Among the entries below, how many lines contain the string "entire"? Only the number is wanted.

====

PR #7574, opened 2019-03-13
rec: Add a new ecs-minimum-ttl-override setting

rgacogne:
### Short description

To be able to artificially raise the TTLs of records in the ANSWER section of ECS-specific answers to be at least this long.

### Checklist

I have:
- [x] compiled this code
- [x] tested this code
- [x] documented the code

### DIFF
--- a/pdns/rec_channel_rec.cc
+++ b/pdns/rec_channel_rec.cc
@@ -696,8 +696,13 @@ static string setMinimumTTL(T begin, T end)
 {
   if(end-begin != 1)
     return "Need to supply new minimum TTL number\n";
-  SyncRes::s_minimumTTL = pdns_stou(*begin);
-  return "New minimum TTL: " + std::to_string(SyncRes::s_minimumTTL) + "\n";
+  try {
+    SyncRes::s_minimumTTL = pdns_stou(*begin);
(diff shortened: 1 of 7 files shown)


pdns/rec_channel_rec.cc
```diff
@@ -668,12 +668,21 @@ static string getTAs()
...
   SyncRes::s_minimumTTL = pdns_stou(*begin);
   return "New minimum TTL: " + std::to_string(SyncRes::s_minimumTTL) + "\n";
 }
 
+template<typename T>
+string setMinimumECSTTL(T begin, T end)
+{
+  if(end-begin != 1)
+    return "Need to supply new ECS minimum TTL number\n";
+  SyncRes::s_minimumECSTTL = pdns_stou(*begin);
```
pieterlexis: `pdns_stou` can throw, which would abort the process I think.

rgacogne:
Rebased to fix a conflict, plus two commits to deal with the issue reported in @pieterlexis' review.

pdns/rec_channel_rec.cc
rgacogne: Nice catch!

PR #7584, opened 2019-03-15
GSQL: Log more data in error messages

pieterlexis:
### Short description
This could help zooming into the source of the error.

### Checklist

I have:
- [x] compiled this code
- [ ] tested this code
- [ ] documented the code

### DIFF
--- a/pdns/backends/gsql/gsqlbackend.cc
+++ b/pdns/backends/gsql/gsqlbackend.cc
@@ -1140,7 +1140,7 @@ bool GSQLBackend::superMasterBackend(const string &ip, const DNSName &domain, co
         reset();
     }
     catch (SSqlException &e) {
-      throw PDNSException("GSQLBackend unable to search for a domain: "+e.txtReason());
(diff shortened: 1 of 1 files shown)


pdns/backends/gsql/gsqlbackend.cc
```diff
@@ -797,7 +797,7 @@ bool GSQLBackend::getTSIGKey(const DNSName& name, DNSName* algorithm, string* co
     d_getTSIGKeyQuery_stmt->reset();
   }
   catch (SSqlException &e) {
-    throw PDNSException("GSQLBackend unable to retrieve named TSIG key: "+e.txtReason());
+    throw PDNSException("GSQLBackend unable to retrieve TSIG key with name '" + name.toString() + "': "+e.txtReason());
```
mind04: Why is toString() used here (and in some other places) instead of toLogString() ?

pieterlexis: I believed we logged TSIG key names with a dot in other palces, but a look at the tcpreceiver tells me we're not

PR #7615, opened 2019-03-21
RKEY is missing algorithm field

DNS-Leo:
This RR type is missing a data field.
draft-reid-dnsext-rkey-00 defines the data as flags (0) / protocol (1) / algorithm / key, and for these last two is refering to RFC4034

https://tools.ietf.org/html/draft-reid-dnsext-rkey-00
https://tools.ietf.org/html/rfc4034#section-2.1

### Checklist

I have:
- [x] compiled this code
- [x] tested this code
- [ ] documented the code

### DIFF
--- a/pdns/dnsrecords.cc
+++ b/pdns/dnsrecords.cc
@@ -397,6 +397,7 @@ CDNSKEYRecordContent::CDNSKEYRecordContent() {}
 boilerplate_conv(RKEY, 57, 
                  conv.xfr16BitInt(d_flags); 
                  conv.xfr8BitInt(d_protocol); 
+                 conv.xfr8BitInt(d_algorithm); 
                  conv.xfrBlob(d_key);
                  )
 RKEYRecordContent::RKEYRecordContent() {}


Habbie:
Alternative suggestion: drop support for the type.

DNS-Leo:
If you don't support it correctly then you can't use it for what it was meant.
If you drop support then it can never be used anymore.
Clearly nobody else noticed the bug - at least didn't reported it, so I estimate the demand among powerdns users is close to nihil.
Anyway, it's JFYI + simple solution; up to you to decide, but AFAIK the record is not obsolete.

DNS-Leo:
I'm not such an avid Github user - am I now suppose to close this request?

Habbie:
> AFAIK the record is not obsolete.

There's nothing to obsolete - it was never published as RFC!

But the big question here is, why/how did you find out? Did you try to use RKEY for something?

DNS-Leo:
Before making a suggestion to draft-muks-dnsop-dns-catalog-zones I verified how well (or bad) NINFO records (TYPE56) are supported among common DNS software, but found out that it was missing in pdns. My adventually planned intended use was exactly like it was designated for.
As it's -like SPF- is just another TXT clone, I had the illusion it wasn't too hard to add it, did some fruitless attempts and while doing so I noticed the error at the next RR type (57) of which I always -mistakenly- thought to be a TXT-clone also.

PR #11066, opened 2021-12-03
Auth: add zone to zonecache on flush API endpoint

zeha:
### Short description
Some people want to add domains to the zonecache as soon as possible. This is currently automatic when the zone is created using the API or autoprimary. For database-based provisioning systems this allows the provisioning system to add the zone by calling the /cache/flush endpoint.

This is #10617 without any cleanup, and adding the zone works only on the HTTP APIs cache flush endpoint. Nothing happens on the command line, etc.

### Checklist

I have:
- [x] compiled this code
- [x] tested this code
- [ ] documented the code

### DIFF
--- a/pdns/ws-auth.cc
+++ b/pdns/ws-auth.cc
@@ -2270,6 +2270,16 @@ static void apiServerCacheFlush(HttpRequest* req, HttpResponse* resp) {
 
   DNSName canon = apiNameToDNSName(req->getvars["domain"]);
 
+  if (g_zoneCache.isEnabled()) {
+    DomainInfo di;
+    UeberBackend B;
+    if (B.getDomainInfo(canon, di, false)) {
+      // zone exists (uncached), add/update it in the zone cache.
+      // Handle this first, to avoid concurrent queries re-populating the other caches.
+      g_zoneCache.add(di.zone, di.id);
+    }
+  }
+
   // purge entire zone from cache, not just zone-level records.
   uint64_t count = purgeAuthCaches(canon.toString() + "$");
   resp->setJsonBody(Json::object {
--- a/pdns/ws-auth.cc
+++ b/pdns/ws-auth.cc
@@ -2270,7 +2270,8 @@ static void apiServerCacheFlush(HttpRequest* req, HttpResponse* resp) {
 
   DNSName canon = apiNameToDNSName(req->getvars["domain"]);
 
-  uint64_t count = purgeAuthCachesExact(canon);
+  // purge entire zone from cache, not just zone-level records.
+  uint64_t count = purgeAuthCaches(canon.toString() + "$");
   resp->setJsonBody(Json::object {
       { "count", (int) count },
       { "result", "Flushed cache." }


pdns/ws-auth.cc
```diff
@@ -2270,6 +2270,14 @@ static void apiServerCacheFlush(HttpRequest* req, HttpResponse* resp) {
 
   DNSName canon = apiNameToDNSName(req->getvars["domain"]);
 
+  SOAData sd;
+  UeberBackend B;
+  if (g_zoneCache.isEnabled() && B.getSOAUncached(canon, sd)) {
+    // zone exists (uncached), add/update it in the zone cache.
+    // Handle this first, to avoid concurrent queries re-populating the other caches.
+    g_zoneCache.add(canon, sd.domain_id);
+  }
```
mind04, line 2279:
```suggestion
  int zoneId{0};
  DomainInfo di;
  if (g_zoneCache.isEnabled() && !g_zoneCache.getEntry(canon, zoneId)) {
    UeberBackend B;
    if (B.getDomainInfo(canon, di, false)) {
      // zone exists (uncached), add/update it in the zone cache.
      // Handle this first, to avoid concurrent queries re-populating the other caches.
      g_zoneCache.add(canon, di.id);
    }
  }
```
Prevent some DB actions for zones already present in the zonecache and add zones without SOA records as well.

pdns/ws-auth.cc
```diff
@@ -2270,6 +2270,14 @@ static void apiServerCacheFlush(HttpRequest* req, HttpResponse* resp) {
...
+
   uint64_t count = purgeAuthCachesExact(canon);
```
mind04, line 2281:
```suggestion
  uint64_t count = purgeAuthCaches(canon.toString() + "$");
```
Bonus fix unrelated to the pull ;)

mind04 (changes requested):

pdns/ws-auth.cc
zeha: I like it, but I'll point out that changing the zoneId will not work with this code as is.

pdns/ws-auth.cc
zeha: added!

pdns/ws-auth.cc
zeha: added.

mind04: I think it is better to remove "&& !g_zoneCache.getEntry(canon, zoneId)". 
We nuke the entire query cache now, so one additional query will probably not hurt.

zeha: Agreed, done.

mind04 (approved):

zeha:
dnsdist tsan failure looks unrelated, i think?

Habbie:
> dnsdist tsan failure looks unrelated, i think?

Ongoing, spurious but often, not debugged yet.

discostur:
Is this just for the api or also for `pdns_control`? If i use the `pdns_control flush` command it will not add the zone to the cache, or?

zeha:
> Is this just for the api or also for `pdns_control`? If i use the `pdns_control flush` command it will not add the zone to the cache, or?

No, thats in #10617 as stated above.

PR #11070, opened 2021-12-03
rec: Regression tests: startup/cleanup fixes

omoerbeek:
### Short description

Trying to diagnose the recursor asan + ubsan failures, I spotted this.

====

◆ EXERCISE RESULT:
3